ACULAR LS is a NSAID Ophthalmic that works by Selective COX-2 inhibitor; inhibits prostaglandin synthesis, reducing ocular inflammation and pain.. ACTAHIST is a Antihistamine that works by Antihistamine; binds to histamine H1 receptors, blocking the effects of histamine; also exhibits anticholinergic and mild sedative properties.. They differ in pharmacokinetic profiles, FDA-approved indications, and side effect profiles.

2. Which is stronger: ACULAR LS or ACTAHIST?

Potency comparisons between ACULAR LS and ACTAHIST depend on the specific clinical indication. These are agents from distinct pharmacological classes and are not directly interchangeable by dose. A physician or clinical pharmacist should guide any therapeutic switching decisions.

3. What is the standard dosing for ACULAR LS vs ACTAHIST?

The standard adult dose of ACULAR LS is: 1 drop in the affected eye(s) four times daily. The standard adult dose of ACTAHIST is: 1.34 mg (one capsule) orally twice daily.. Dosing should always be individualized based on indication, renal and hepatic function, age, and other patient factors.

4. Can you take ACULAR LS and ACTAHIST together?

No direct drug-drug interaction has been formally documented between ACULAR LS and ACTAHIST in current clinical databases. However, individual patient risk factors including other medications, organ function, and comorbidities should always be evaluated by a qualified healthcare provider.

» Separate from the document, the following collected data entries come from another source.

PR #798, opened 2024-12-21
Showcase vs Examples part of the website

Its-Just-Nans:
Hi

Does the scrollbar still need help ?

What is blocking https://github.com/ratatui/ratatui-website/issues/249 ?

Also, on the website these two pages are very similar https://ratatui.rs/examples/widgets/  https://ratatui.rs/showcase/widgets/. Why not merging them (add links to doc.rs) ?


joshka:
> Does the scrollbar still need help ?
> What is blocking https://github.com/ratatui/ratatui-website/issues/249 ?

Yes, for the scrollbar widget it would be nice to have a small example screenshot that looks good in context with the other examples, so yes please if you'd like to contribute something. Probably in the size available I'd show a few different examples of scrollbars in each orientation, with various customizations and colors to make them look good.

> Also, on the website these two pages are very similar https://ratatui.rs/examples/widgets/ https://ratatui.rs/showcase/widgets/. Why not merging them (add links to doc.rs) ?

You're right that there's some overlap, but perhaps I could explain my thinking on this and it would help work out what to do:
- The purpose of the examples is to show in simple terms how to use each widget. The goal is to make it easy to to combine the API docs with something which is the simplest running code without too much conceptual overhead. These examples choose code simplicity over good looks as their purpose is to teach. The examples are generally copied directly from the Ratatui repo each time we release. Additionally, the code for these examples also show up directly in the API docs.
- The purpose of the showcase was to make it easy to see some ideas about how each widget can be used to create good looking apps, hopefully encouraging developers to move away from colorless bordered apps that lack soul and identity. These preferentially choose good looks over code simplicity. These are also designed to look good alongside https://ratatui.rs/showcase/third-party-widgets/. The showcase was created much later than the examples purely for the website.

So at a high level, it's teaching vs demo.

Right now we're also moving around the examples quite a bit for the next Ratatui release (0.30.0). Details in https://github.com/ratatui/ratatui/issues/1512 (TLDR - splitting things up into simple examples, demos / application style examples, and tools). This will end up being reflected in the example section of the website when we sync them.

Ideally each example would also have some narrative text associated with it (maybe worth LLM generating that), but we haven't got to that yet.


Given that context, I'd suggest that we should:
1. Leave the examples section alone as it's not the source of truth.
3. Move the showcase section earlier in the website tree to answer the question "What can I build" before "How can I build it"

Any other ideas you'd suggest?

Another approach might be to make each example page have a bunch of small screenshot + code examples to make it super easy to copy paste the code that solves your problem directly into your own code.

Its-Just-Nans:
Thanks for the informations

I've updated the PR with
- the image for scrollbar demo
- links to the example code for each widget

Note that only LineGauge doesn't have an example

joshka:
Ha - I didn't look at this carefully enough and thought I was responding to an issue rather than a PR.  Apologies for the brainfart :D

src/content/docs/showcase/widgets/scrollbar.gif
joshka, line 1: I'd prefer something smaller and more fitting with the other images in the showcase for this rather than reusing this image.

joshka (commented):
Without the scrollbar image update this would be fine.

src/content/docs/showcase/widgets/scrollbar.gif
Its-Just-Nans: I've updated the img
Is it better ?

Thanks

joshka: Sizing is better, but it still feels a bit janky due to the text. The formatted lines of text are mostly unnecessary and take away from the part that's meaningful to show.

What I envisage: maybe 6ish vertical scroll bars (top, bottom, full, colored, symbols changed, symbols omitted) to show how customizable this is, and then the same for horizontal bars. Add that to a small paragraph with both bars and some greyed out Lorem ipsum text. The paragraph should be on the left to take up about 1/3 the space, while the extra bars take up the rest of the space on the right.

joshka:
For some guidance on the parts on how to go about making this consistent with the other images on that page, see https://github.com/ratatui/ratatui-website/blob/main/code/showcase/widget-showcase/README.md and the code in that folder. For each widget there's a VHS tape that has a fairly consistent width / height / theme. The image should be similar. It should be no more than 800px wide and about 400 or so deep and use the default values for font sizes. Apologies for not calling out the readme link more obviously earlier.

The rationale for making this automated is that it allows us to regenerate these images at some later date with updated styles, and versions of ratatui, and saves us having to work out which terminal / font / etc. that we used to create the images.

This is what I was thinking for layout, but then with a few example changes to color / symbols and using the VHS tape size / font / theme.

image

I slapped this in code/showcase/widget-showcase/src/examples/scrollbar.rs and added a few changes to the Cargo.toml:

```toml
lipsum = "0.9.1"
textwrap = "0.16.1"
```

```rust
use lipsum::lipsum;
use ratatui::{
    layout::{Margin, Rect},
    style::Stylize,
    text::Text,
    widgets::{Block, Borders, Paragraph, Scrollbar, ScrollbarOrientation, ScrollbarState, Wrap},
    Frame,
};

pub fn render(frame: &mut Frame) {
    let word_count = frame.area().width * frame.area().height / 3;
    let text = lipsum(word_count as usize);

    let Rect {
        x,
        y,
        width,
        height,
    } = frame.area();
    let main_area = Rect::new(x, y, width - 4, height - 4);

    // wrap (using textwrap) a bit wider than the frame to make sure we have a scrollbar
    let wrapped = textwrap::wrap(&text, (width as f64 * 1.5) as usize);
    let text = Text::from_iter(wrapped).dim();

    let block = Block::bordered().title("Scrollbar").borders(Borders::ALL);

    let text_height = text.height();
    let text_width = text.width();
    let vertical_scroll = text_height as f64 / 3.0;
    let horizontal_scroll = text_width as f64 / 3.0;

    let para = Paragraph::new(text)
        .block(block)
        .scroll((vertical_scroll as u16, horizontal_scroll as u16));
    frame.render_widget(para, main_area);

    let scrollbar = Scrollbar::new(ScrollbarOrientation::HorizontalBottom);
    let mut scrollbar_state = ScrollbarState::new(text_width).position(horizontal_scroll as usize);
    let area = main_area.inner(Margin::new(1, 0));
    frame.render_stateful_widget(scrollbar, area, &mut scrollbar_state);

    let scrollbar = Scrollbar::new(ScrollbarOrientation::HorizontalBottom);
    let mut scrollbar_state = ScrollbarState::new(text_width).position(0 as usize);
    let area = Rect::new(x + 1, y, width - 6, height - 2);
    frame.render_stateful_widget(scrollbar, area, &mut scrollbar_state);

    let scrollbar = Scrollbar::new(ScrollbarOrientation::HorizontalBottom);
    let mut scrollbar_state = ScrollbarState::new(text_width).position(text_width as usize);
    let area = Rect::new(x + 1, y, width - 6, height);
    frame.render_stateful_widget(scrollbar, area, &mut scrollbar_state);

    let scrollbar = Scrollbar::new(ScrollbarOrientation::VerticalRight);
    let mut scrollbar_state = ScrollbarState::new(text_height).position(vertical_scroll as usize);
    let area = main_area.inner(Margin::new(0, 1));
    frame.render_stateful_widget(scrollbar, area, &mut scrollbar_state);

    let scrollbar = Scrollbar::new(ScrollbarOrientation::VerticalRight);
    let mut scrollbar_state = ScrollbarState::new(text_height).position(0);
    let area = Rect::new(x, y + 1, width - 2, height - 6);
    frame.render_stateful_widget(scrollbar, area, &mut scrollbar_state);

    let scrollbar = Scrollbar::new(ScrollbarOrientation::VerticalRight);
    let mut scrollbar_state = ScrollbarState::new(text_height).position(text_height as usize);
    let area = Rect::new(x, y + 1, width, height - 6);
    frame.render_stateful_widget(scrollbar, area, &mut scrollbar_state);
}
```

joshka:
See https://github.com/ratatui/ratatui-website/commit/2c6ddc770cda3ebf69b0a640f4f9b6c50562570f for a diff to grab code from

Its-Just-Nans:
OKay so now the image is created using vhs

joshka:
> OKay so now the image is created using vhs

Thanks for putting that together. Now the last bit would be to add a bit of variation in the bars in color and symbol type. Perhaps make the space between the horizontal bars 0 - it's looks a bit weird otherwise (though the horizontal space between the vertical bars seems ok).

Perhaps leave the inner bars as default, then one of the next sets (horizontal and vertical) bars should have each element differently colored (arrows the same color, bar part another, thumb another color). Then lastly a different set of symbols for the last bar (perhaps something using a custom unicode arrow, a shaded background, and a different shaded thumb?)

Lastly, the vertical bar should render three separate positions for where the thumb part is (middle, top, bottom). Adjust the vertical space so that this works. Reducing the space between the horizontal bars may do this well enough, but you may also need to add some height (even if that goes beyond 400px I mentioned before). Ideally the offset would be not purely centered.

Apologies for the finicky nature of this widget. The effort to get it looking nice is why I kind of omitted doing this particular widget in the first place.

Its-Just-Nans:
Updated!

image

joshka:
Perfect - thanks for putting the effort in to get this over the line.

5. Are ACULAR LS and ACTAHIST safe during pregnancy?

The maternal-fetal safety profiles differ. ACULAR LS is classified as Category C. Ketorolac tromethamine, the active ingredient in ACULAR LS, is a nonsteroidal anti-inflammatory drug (NSAID). In animal reproduction studies, administration of ketorolac during org. ACTAHIST is classified as Category C. ACTAHIST (brompheniramine/phenylephrine) pregnancy category C. Inadequate human data; animal studies show no malformations at therapeutic doses. First trimester: theoretical risk f. Always consult a maternal-fetal medicine specialist before taking either drug during pregnancy or lactation.